§ **YOUR GOAL**: Check each line below for the word "multiple", and copy those that have it.

[Collected data entries]
=== Begin Enclosure ===
PR #793, opened 2017-05-17
Add canonical-data for poker

### LINKED ISSUE #576: poker: Implement canonical-data.json
exercises in sync.

The Poker exercise can be found in the [./exercises/poker/][exercise-dir] directory.

See http://exercism.io/contribute/canonical-data/poker for the up-to-date list of
language tracks that have an implementation of the Poker exercise.

[exercise-dir]: https://github.com/exercism/x-common/tree/master/exercises/poker

arthurchipdean:
closes #576

### DIFF
--- a/exercises/poker/canonical-data.json
+++ b/exercises/poker/canonical-data.json
@@ -3,315 +3,315 @@
   "version": "1.0.0",
   "cases": [
     {
-      "description": "it should be able to pick the winning poker hand",
-      "cases": [
-        {
-          "description": "single hand always wins",
-          "property": "best_hand",
-          "input": [
-            "4S 5S 7H 8D JC"
-          ],
-          "expected": "4S 5S 7H 8D JC"
-        },
-        {
-          "description": "highest card out of all hands wins",
-          "property": "best_hand",
-          "input": [
-            "4D 5S 6S 8D 3C",
-            "2S 4C 7S 9H 10H",
-            "3S 4S 5D 6H JH"
-          ],
-          "expected": "3S 4S 5D 6H JH"
-        },
-        {
-          "description": "a tie has multiple winners",
-          "property": "best_hand",
-          "input": [
-            "4D 5S 6S 8D 3C",
-            "2S 4C 7S 9H 10H",
-            "3S 4S 5D 6H JH",
-            "3H 4H 5C 6C JD"
-          ],
-          "expected": [
-            "3S 4S 5D 6H JH",
-            "3H 4H 5C 6C JD"
-          ]
-        },
-        {
-          "description": "multiple hands with the same high cards, tie compares next highest ranked, down to last card",
-          "property": "best_hand",
-          "input": [
-            "3S 5H 6S 8D 7H",
-            "2S 5D 6D 8C 7S"
-          ],
-          "expected": [
-            "3S 5H 6S 8D 7H"
-          ]
-        },
-        {
-          "description": "one pair beats high card",
-          "property": "best_hand",
-          "input": [
-            "4S 5H 6C 8D KH",
-            "2S 4H 6S 4D JH"
-          ],
-          "expected": [
-            "2S 4H 6S 4D JH"
-          ]
-        },
-        {
-          "description": "highest pair wins",
-          "property": "best_hand",
-          "input": [
-            "4S 2H 6S 2D JH",
-            "2S 4H 6C 4D JD"
-          ],
-          "expected": [
-            "2S 4H 6C 4D JD"
-          ]
-        },
-        {
-          "description": "two pairs beats one pair",
-          "property": "best_hand",
-          "input": [
-            "2S 8H 6S 8D JH",
-            "4S 5H 4C 8C 5C"
-          ],
-          "expected": [
-            "4S 5H 4C 8C 5C"
-          ]
-        },
-        {
-          "description": "both hands have two pairs, highest ranked pair wins",
-          "property": "best_hand",
-          "input": [
-            "2S 8H 2D 8D 3H",
-            "44S 5H 4C 8S 5D"
-          ],
-          "expected": [
-            "2S 8H 2D 8D 3H"
-          ]
-        },
-        {
-          "description": "both hands have two pairs, with the same highest ranked pair, tie goes to low pair",
-          "property": "best_hand",
-          "input": [
-            "2S QS 2C QD JH",
-            "JD QH JS 8D QC"
-          ],
-          "expected": [
-            "JD QH JS 8D QC"
-          ]
-        },
-        {
-          "description": "both hands have two identically ranked pairs, tie goes to remaining card (kicker)",
-          "property": "best_hand",
-          "input": [
-            "JD QH JS 8D QC",
-            "JS QS JC 2D QD"
-          ],
-          "expected": [
-            "JD QH JS 8D QC"
-          ]
-        },
-        {
-          "description": "three of a kind beats two pair",
-          "property": "best_hand",
-          "input": [
-            "2S 8H 2H 8D JH",
-            "4S 5H 4C 8S 4H"
-          ],
-          "expected": [
-            "4S 5H 4C 8S 4H"
-          ]
-        },
-        {
-          "description": "both hands have three of a kind, tie goes to highest ranked triplet",
-          "property": "best_hand",
-          "input": [
-            "2S 2H 2C 8D JH",
-            "4S AH AS 8C AD"
-          ],
-          "expected": [
-            "4S AH AS 8C AD"
-          ]
-        },
-        {
-          "description": "with multiple decks, two players can have same three of a kind, ties go to highest remaining cards",
-          "property": "best_hand",
-          "input": [
-            "4S AH AS 7C AD",
-            "4S AH AS 8C AD"
-          ],
-          "expected": [
-            "4S AH AS 8C AD"
-          ]
-        },
-        {
-          "description": "a straight beats three of a kind",
-          "property": "best_hand",
-          "input": [
-            "4S 5H 4C 8D 4H",
-            "3S 4D 2S 6D 5C"
-          ],
-          "expected": [
-            "3S 4D 2S 6D 5C"
-          ]
-        },
-        {
-          "description": "aces can be end a straight (10 J Q K A)",
-          "property": "best_hand",
-          "input": [
-            "4S 5H 4C 8D 4H",
-            "10D JH QS KD AC"
-          ],
-          "expected": [
-            "10D JH QS KD AC"
-          ]
-        },
-        {
-          "description": "aces can be start a straight (A 2 3 4 5)",
-          "property": "best_hand",
-          "input": [
-            "4S 5H 4C 8D 4H",
-            "4D AH 3S 2D 5C"
-          ],
-          "expected": [
-            "4D AH 3S 2D 5C"
-          ]
-        },
-        {
-          "description": "both hands with a straight, tie goes to highest ranked card",
-          "property": "best_hand",
-          "input": [
-            "4S 6C 7S 8D 5H",
-            "5S 7H 8S 9D 6H"
-          ],
-          "expected": [
-            "5S 7H 8S 9D 6H"
-          ]
-        },
-        {
-          "description": "even though an ace is usually high, a 5-high straight is the lowest-scoring straight",
-          "property": "best_hand",
-          "input": [
-            "2H 3C 4D 5D 6H",
-            "4S AH 3S 2D 5H"
-          ],
-          "expected": [
-            "2H 3C 4D 5D 6H"
-          ]
-        },
-        {
-          "description": "flush beats a straight",
-          "property": "best_hand",
-          "input": [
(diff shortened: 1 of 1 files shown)


exercises/poker/canonical-data.json
```diff
@@ -0,0 +1,317 @@
...
+          "expected": [
+            "4S 5H 4C 8C 5C"
+          ]
+        },
+        {
+          "description": "both hands have two pairs, highest ranked pair wins",
+          "property": "best_hand",
+          "input": [
+            "2S 8H 2D 8D 3H",
+            "44S 5H 4C 8S 5D"
```
petertseng: 44S

exercises/poker/canonical-data.json
```diff
@@ -0,0 +1,317 @@
...
+    {
+      "description": "it should be able to pick the winning poker hand",
+      "cases": [
+        {
+          "description": "single hand always wins",
+          "property": "best_hand",
+          "input": [
+            "4S 5S 7H 8D JC"
+          ],
+          "expected": "4S 5S 7H 8D JC"
```
petertseng: the value at `expected` should be an array, to match all the rest

exercises/poker/canonical-data.json
```diff
@@ -0,0 +1,317 @@
...
+        },
+        {
+          "description": "highest card out of all hands wins",
+          "property": "best_hand",
+          "input": [
+            "4D 5S 6S 8D 3C",
+            "2S 4C 7S 9H 10H",
+            "3S 4S 5D 6H JH"
+          ],
+          "expected": "3S 4S 5D 6H JH"
```
petertseng: the value at `expected` should be an array, to match all the rest

exercises/poker/canonical-data.json
```diff
@@ -0,0 +1,317 @@
...
+          "input": [
+            "4H 6H 7H 8H 5H",
+            "5S 7S 8S 9S 6S"
+          ],
+          "expected": [
+            "5S 7S 8S 9S 6S"
+          ]
+        }
+      ]
+    }]
```
petertseng: any reason for } and ] on same line?

exercises/poker/canonical-data.json
```diff
@@ -0,0 +1,317 @@
...
+          "input": [
+            "4S 5H 4C 8D 4H",
+            "3S 4D 2S 6D 5C"
+          ],
+          "expected": [
+            "3S 4D 2S 6D 5C"
+          ]
+        },
+        {
+          "description": "aces can be end a straight (10 J Q K A)",
```
petertseng: I think either remove "be" or add "of"

exercises/poker/canonical-data.json
```diff
@@ -0,0 +1,317 @@
...
+          "input": [
+            "4S 5H 4C 8D 4H",
+            "10D JH QS KD AC"
+          ],
+          "expected": [
+            "10D JH QS KD AC"
+          ]
+        },
+        {
+          "description": "aces can be start a straight (A 2 3 4 5)",
```
petertseng: I think either remove "be" or add "of"

exercises/poker/canonical-data.json
```diff
@@ -0,0 +1,317 @@
+{
+  "exercise": "poker",
+  "version": "1.0.0",
+  "cases": [
+    {
+      "description": "it should be able to pick the winning poker hand",
+      "cases": [
+        {
+          "description": "single hand always wins",
+          "property": "best_hand",
```
petertseng: `_` isn't an allowed character in https://github.com/exercism/x-common/blob/master/canonical-schema.json#L117, so I would suggest `bestHand`. Maybe even `bestHands` since there can be more than one.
=== End Enclosure ===
§ **EXERCISE RESPONSE**:
-          "description": "a tie has multiple winners",
-          "description": "multiple hands with the same high cards, tie compares next highest ranked, down to last card",
-          "description": "with multiple decks, two players can have same three of a kind, ties go to highest remaining cards",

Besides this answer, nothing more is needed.